Task item:
Count how many lines below include the string "opened", and give that number without anything else.

[Saved data entries]
☆ ☆ ☆ ☆

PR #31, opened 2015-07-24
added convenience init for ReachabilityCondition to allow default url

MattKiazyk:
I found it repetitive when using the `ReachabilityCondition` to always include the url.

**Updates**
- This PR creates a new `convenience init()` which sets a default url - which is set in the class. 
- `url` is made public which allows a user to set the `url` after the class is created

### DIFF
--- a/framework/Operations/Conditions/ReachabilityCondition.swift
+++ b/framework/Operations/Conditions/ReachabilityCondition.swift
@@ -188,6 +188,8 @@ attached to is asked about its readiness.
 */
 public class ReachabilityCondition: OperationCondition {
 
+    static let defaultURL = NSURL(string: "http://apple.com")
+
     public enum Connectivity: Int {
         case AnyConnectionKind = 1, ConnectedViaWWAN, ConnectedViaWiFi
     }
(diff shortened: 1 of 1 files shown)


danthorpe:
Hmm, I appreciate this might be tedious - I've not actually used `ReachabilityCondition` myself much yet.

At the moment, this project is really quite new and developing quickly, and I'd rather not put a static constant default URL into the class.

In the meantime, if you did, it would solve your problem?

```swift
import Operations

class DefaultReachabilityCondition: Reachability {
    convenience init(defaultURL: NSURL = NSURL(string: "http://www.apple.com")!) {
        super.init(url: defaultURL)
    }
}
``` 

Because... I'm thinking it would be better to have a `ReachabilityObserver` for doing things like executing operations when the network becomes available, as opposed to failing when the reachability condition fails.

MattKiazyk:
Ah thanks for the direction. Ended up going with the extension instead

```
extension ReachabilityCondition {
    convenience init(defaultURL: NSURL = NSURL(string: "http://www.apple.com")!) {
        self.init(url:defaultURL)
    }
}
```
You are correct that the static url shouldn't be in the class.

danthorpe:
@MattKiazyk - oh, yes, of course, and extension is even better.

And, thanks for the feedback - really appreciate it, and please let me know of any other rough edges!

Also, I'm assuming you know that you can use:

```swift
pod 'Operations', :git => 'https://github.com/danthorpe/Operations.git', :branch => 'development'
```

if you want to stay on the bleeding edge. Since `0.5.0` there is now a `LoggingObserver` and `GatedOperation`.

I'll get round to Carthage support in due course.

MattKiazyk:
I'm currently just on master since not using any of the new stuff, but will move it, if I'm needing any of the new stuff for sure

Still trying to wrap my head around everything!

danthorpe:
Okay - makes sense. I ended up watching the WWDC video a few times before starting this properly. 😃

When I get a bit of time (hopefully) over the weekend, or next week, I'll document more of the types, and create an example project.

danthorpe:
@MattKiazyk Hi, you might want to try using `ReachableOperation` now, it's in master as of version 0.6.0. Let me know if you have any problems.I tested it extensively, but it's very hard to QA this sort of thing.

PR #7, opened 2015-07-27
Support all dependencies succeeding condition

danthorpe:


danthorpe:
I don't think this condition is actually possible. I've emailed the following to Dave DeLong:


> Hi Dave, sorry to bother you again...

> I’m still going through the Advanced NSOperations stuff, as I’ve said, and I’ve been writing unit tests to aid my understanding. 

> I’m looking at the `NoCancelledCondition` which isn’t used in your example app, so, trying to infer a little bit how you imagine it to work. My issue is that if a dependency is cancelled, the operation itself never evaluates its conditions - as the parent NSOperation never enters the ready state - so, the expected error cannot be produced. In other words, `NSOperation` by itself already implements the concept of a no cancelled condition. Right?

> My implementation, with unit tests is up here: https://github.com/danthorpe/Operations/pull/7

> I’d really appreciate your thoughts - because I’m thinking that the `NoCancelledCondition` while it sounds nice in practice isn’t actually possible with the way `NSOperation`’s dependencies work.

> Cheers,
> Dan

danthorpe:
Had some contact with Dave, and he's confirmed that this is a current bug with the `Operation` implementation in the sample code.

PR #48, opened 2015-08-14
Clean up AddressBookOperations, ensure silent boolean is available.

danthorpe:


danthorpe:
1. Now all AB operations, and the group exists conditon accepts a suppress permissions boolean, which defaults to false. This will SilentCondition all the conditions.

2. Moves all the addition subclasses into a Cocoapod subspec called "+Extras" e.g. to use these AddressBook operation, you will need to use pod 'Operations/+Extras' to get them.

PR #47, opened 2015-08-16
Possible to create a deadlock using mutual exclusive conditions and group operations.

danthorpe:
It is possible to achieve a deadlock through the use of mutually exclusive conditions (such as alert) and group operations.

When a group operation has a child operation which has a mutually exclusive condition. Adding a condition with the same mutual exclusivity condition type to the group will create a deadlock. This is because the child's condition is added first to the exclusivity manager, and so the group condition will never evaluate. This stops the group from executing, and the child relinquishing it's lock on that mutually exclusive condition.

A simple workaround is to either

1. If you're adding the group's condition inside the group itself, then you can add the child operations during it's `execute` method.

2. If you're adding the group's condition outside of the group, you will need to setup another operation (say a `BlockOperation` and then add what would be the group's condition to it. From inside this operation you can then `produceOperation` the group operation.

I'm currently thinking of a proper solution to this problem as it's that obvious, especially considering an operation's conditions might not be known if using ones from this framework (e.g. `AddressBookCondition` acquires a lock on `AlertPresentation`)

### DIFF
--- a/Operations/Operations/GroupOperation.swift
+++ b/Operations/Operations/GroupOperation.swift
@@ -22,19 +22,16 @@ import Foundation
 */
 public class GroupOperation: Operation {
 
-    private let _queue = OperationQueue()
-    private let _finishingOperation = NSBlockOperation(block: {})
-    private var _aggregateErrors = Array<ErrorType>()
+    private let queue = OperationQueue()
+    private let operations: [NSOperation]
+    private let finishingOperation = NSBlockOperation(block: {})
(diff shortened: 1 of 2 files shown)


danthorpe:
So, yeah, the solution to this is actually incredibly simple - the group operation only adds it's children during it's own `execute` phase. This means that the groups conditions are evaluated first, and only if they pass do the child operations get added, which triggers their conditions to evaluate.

☆ ☆ ☆ ☆

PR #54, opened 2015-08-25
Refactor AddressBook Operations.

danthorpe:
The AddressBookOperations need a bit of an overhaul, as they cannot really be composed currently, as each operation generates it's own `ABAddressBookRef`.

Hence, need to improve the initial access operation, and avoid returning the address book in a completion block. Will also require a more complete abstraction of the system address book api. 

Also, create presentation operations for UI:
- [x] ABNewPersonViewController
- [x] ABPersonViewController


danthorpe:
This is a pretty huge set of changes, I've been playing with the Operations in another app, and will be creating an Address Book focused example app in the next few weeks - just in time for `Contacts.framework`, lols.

☆ ☆ ☆ ☆

Response to this task:
5